小生がシリコンバレーや韓国の成長企業を訪問した際に感じるのは、地球上のあらゆる地域からスキルのあるエンジニアを集めて、即戦力として活用するのが世界的な潮流だということです。日本人エンジニアだって、もはや活躍の場を世界に求めることをちゅうちょする時代ではないですよね。先日訪問する機会のあったAppleの本社オフィスのカフェテリアは、世界中から集まったさまざまな国のエンジニアで溢れていました。技術力に自信があるなら、活躍の場を海外に求めるのも1つのチャレンジですよね。
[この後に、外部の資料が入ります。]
PR #5767, opened 2025-11-05
fix(router-plugin): prevent double initialization of shared module-level variables

KyleAMathews:
## Summary

Fixes an issue where module-level variables (like TanStack collections) used in both loader and component were being initialized twice due to code splitting.

## Problem

When a route file defines module-level variables that are referenced by both:
- Non-split parts (e.g., loader)  
- Code-split parts (e.g., component)

The variable would be initialized twice:
1. Once in the reference file (for loader)
2. Once in the split component file

This broke singleton patterns and caused unwanted side effects, as reported in Discord where collections and queries were being created twice.

## Solution

**Reference File (`compileCodeSplitReferenceRoute`):**
- Detects module-level const/let variables used by BOTH split and non-split properties
- Automatically exports these shared variables
- Example: `const collection = {...}` → `export const collection = {...}`

**Split File (`compileCodeSplitVirtualRoute`):**
- Detects module-level variables (excluding functions) used by split nodes
- Removes their local declarations
- Imports them from the reference file instead
- Example: `const collection = {...}` → `import { collection } from "route.tsx"`

## What It Handles ✅

**Top-level const/let declarations with object/data values:**
```tsx
// Collections and queries (primary use case)
const collection = { name: 'todos', preload: async () => {} }
const query = new Query().from('users')

// Configuration objects
const config = { apiUrl: '...', timeout: 5000 }

// Data structures
const data = [1, 2, 3]
const map = new Map()
```

## What It Doesn't Handle ❌

**Function declarations/expressions** (intentionally excluded):
```tsx
// Arrow functions
const myHelper = () => 'foo'

// Function expressions
const myHelper = function() { return 'foo' }

// Function declarations
function myHelper() { return 'foo' }
```

**Other declaration types:**
```tsx
// Classes
class MyClass { }

// Non-module-level variables
if (something) {
  const local = 'foo'  // Inside a block
}
```

**Why exclude functions?** Functions are typically pure/stateless and duplication is less problematic. The fix targets the specific use case of stateful objects (collections, queries) that shouldn't be instantiated multiple times.

## Test Plan

- [x] Added test case `shared-module-variable.tsx` demonstrating the fix
- [x] All 250 router-plugin tests passing
- [x] Verified reference file exports shared variables
- [x] Verified split file imports instead of duplicating
- [x] Existing code splitting behavior preserved

## Example

**Before:**
```tsx
// Reference file
const collection = { name: 'todos', preload: async () => {} }

// Split component file  
const collection = { name: 'todos', preload: async () => {} } // Duplicate!
```

**After:**
```tsx
// Reference file
export const collection = { name: 'todos', preload: async () => {} }

// Split component file
import { collection } from "route.tsx"
```

### DIFF
--- a/e2e/react-router/basic-file-based-code-splitting/src/routeTree.gen.ts
+++ b/e2e/react-router/basic-file-based-code-splitting/src/routeTree.gen.ts
@@ -8,6 +8,8 @@
 // You should NOT make any changes in this file as it will be overwritten.
 // Additionally, you should also exclude this file from your linter and/or formatter to prevent it from being checked or modified.
 
+import type { CreateFileRoute, FileRoutesByPath } from '@tanstack/react-router'
+
 import { Route as rootRouteImport } from './routes/__root'
 import { Route as WithoutLoaderRouteImport } from './routes/without-loader'
 import { Route as ViewportTestRouteImport } from './routes/viewport-test'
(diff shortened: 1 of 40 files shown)


packages/router-plugin/src/core/router-code-splitter-plugin.ts
```diff
@@ -66,6 +66,10 @@ export const unpluginRouterCodeSplitterFactory: UnpluginFactory<
   let ROOT: string = process.cwd()
   let userConfig: Config
 
+  // Cache of shared module-level variables that were exported in reference files
+  // Key: base filename (without query params), Value: Set of exported identifier names
+  const sharedExportsCache = new Map<string, Set<string>>()
```
schiller-manuel, line 71: how does this work with HMR? 

also how does this work across multiple vite environments? i assume this will work since we have the plugin per environment?

KyleAMathews: Relaying back Claude's research:

---

  Re: sharedExportsCache and HMR/environments

  Good questions - after digging into this, I need to verify both concerns:

  1. Multiple Vite Environments

  Current behavior: The cache is shared across all Vite environments (SSR, client, etc.) because unplugin instances are shared by default in Vite 6.

  Is this correct? It should work if both SSR and client environments process route files identically. However, if there are environment-specific code paths that
   affect which variables get exported, this could be problematic.

  Potential fix if needed: Use the Map<Environment, Set<string>> pattern:
  const sharedExportsCache = new Map<string, Map<string, Set<string>>>()
  // Key: environment name, Value: Map of filename → exported identifiers

  Or use Vite's perEnvironmentPlugin helper to create separate plugin instances.

  2. HMR (Hot Module Replacement)

  Current assumption: Reference file transforms before virtual files, so cache is always fresh.

  Actual uncertainty: I cannot find documentation guaranteeing transform order during HMR. Since virtual files (route.tsx?tsr-split=component) dynamically import
   from the reference file, HMR invalidation propagates through the import graph - but the transform order isn't guaranteed.

  Potential issue: If a virtual file transforms before its reference file during HMR, it could read stale cached data.

  Potential fix: Explicitly invalidate virtual modules when reference file changes using handleHotUpdate:
  handleHotUpdate({ file, server }) {
    if (/* is reference file */) {
      // Invalidate all virtual chunks for this route
      // Then they'll re-transform with fresh cache
    }
  }

  Question: Have you observed any issues with this in practice, or is this theoretical? Happy to add explicit invalidation if needed.

schiller-manuel: so i think multiple environments (in start) dont matter since we instantiate the code splitter per environment

see https://github.com/TanStack/router/blob/854a7ef23dcd7b986af32e4efbb91861af58b9ca/packages/start-plugin-core/src/start-router-plugin/plugin.ts#L224-L238

schiller-manuel: about invalidation: it might be enough if we clear the cache of a specific id AFTER the virtual file was processed so nothing is carried over the next time this is processed

can you please test this with HMR by modifying an affected route file repeatedly and then check whether it still works?

packages/router-plugin/tests/code-splitter/snapshots/react/1-default/shared-alias-chain.tsx
```diff
@@ -0,0 +1,17 @@
+console.warn("[tanstack-router] These exports from \"shared-alias-chain.tsx\" will not be code-split and will increase your bundle size:\n- alias\nFor the best optimization, these items should either have their export statements removed, or be imported from another location that is not a route file.");
```
SeanCassiere, line 1: This export warning shouldn't be needed for exports that are essentially being marked as "safe".

schiller-manuel:
closing in favor of https://github.com/TanStack/router/pull/6659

小生が大手電機メーカーに勤務していたときの同僚の中で海外企業に転職した50歳前後の知人たちは、今でも現役バリバリのエンジニアです。たまに会うと、「周りは若いエンジニアばかりだよ」と笑いますが、能力で評価される社会では年齢は関係ありません。やる気と能力があれば、いつまでも現役です。もちろん実力次第という世界的な基準での生活は、サラリーマンといえども常に危機と隣り合わせだと思います。
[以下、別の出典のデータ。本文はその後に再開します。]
PR #5790, opened 2025-11-07
fix: set progressiveChunkSize to infinity

### LINKED ISSUE #5383: Tamstack Start base div hidden on JS disabled

Start

### Describe the bug

At the latest version of Tanstack Start if you disable JS in browser the page is empty because the div that contains all content has param “hidden”. 

later

1. Load page with JS disabled
2. See the problem

### Expected behavior

Expected to see content

### Screenshots or Videos

_No response_

### Platform

- Bundler: [e.g. vite]

### Additional context

_No response_

andyabih:
fixes #5383

In reference to this: https://github.com/facebook/react/commit/18212ca960ee2f0acf538c2198f7ba36c3042ecd

Currently, when the shell hits ~12.5KB, any suspense boundary larger than 500 bytes triggers an empty fallback. 

This results in pages loading without the content at first, and then having them render shortly after.

This PR simply adds a way to increase that size to whatever the user deems fit if he wishes to avoid this behavior.

## Summary by CodeRabbit

* **Bug Fixes**
  * Modified server-side rendering streaming behavior to ensure consistent chunk handling during content delivery.

### DIFF
--- a/packages/react-router/src/ssr/renderRouterToStream.tsx
+++ b/packages/react-router/src/ssr/renderRouterToStream.tsx
@@ -24,7 +24,7 @@ export const renderRouterToStream = async ({
     const stream = await ReactDOMServer.renderToReadableStream(children, {
       signal: request.signal,
       nonce: router.options.ssr?.nonce,
-      progressiveChunkSize: router.options.ssr?.progressiveChunkSize,
+      progressiveChunkSize: Number.POSITIVE_INFINITY,
     })
 
     if (isbot(request.headers.get('User-Agent'))) {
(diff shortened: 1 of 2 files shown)


schiller-manuel:
`progressiveChunkSize` is a react config, thus cannot be in router-core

危機感って「ストレスを生むだけじゃないか」と思うかもしれませんが、プロのエンジニアを目指すのであれば、本来は常に意識しなければならない感覚だといえませんか? 危機感があるからこそ、知識を増やしたり、経験を積んだり、新しいアイデアを考えたりといった意欲が自然に湧いてくる。だから、危機感にただおびえるのではなく、それをバネにして新しいことにチャレンジする前向きの姿勢が求められているのではないでしょうか?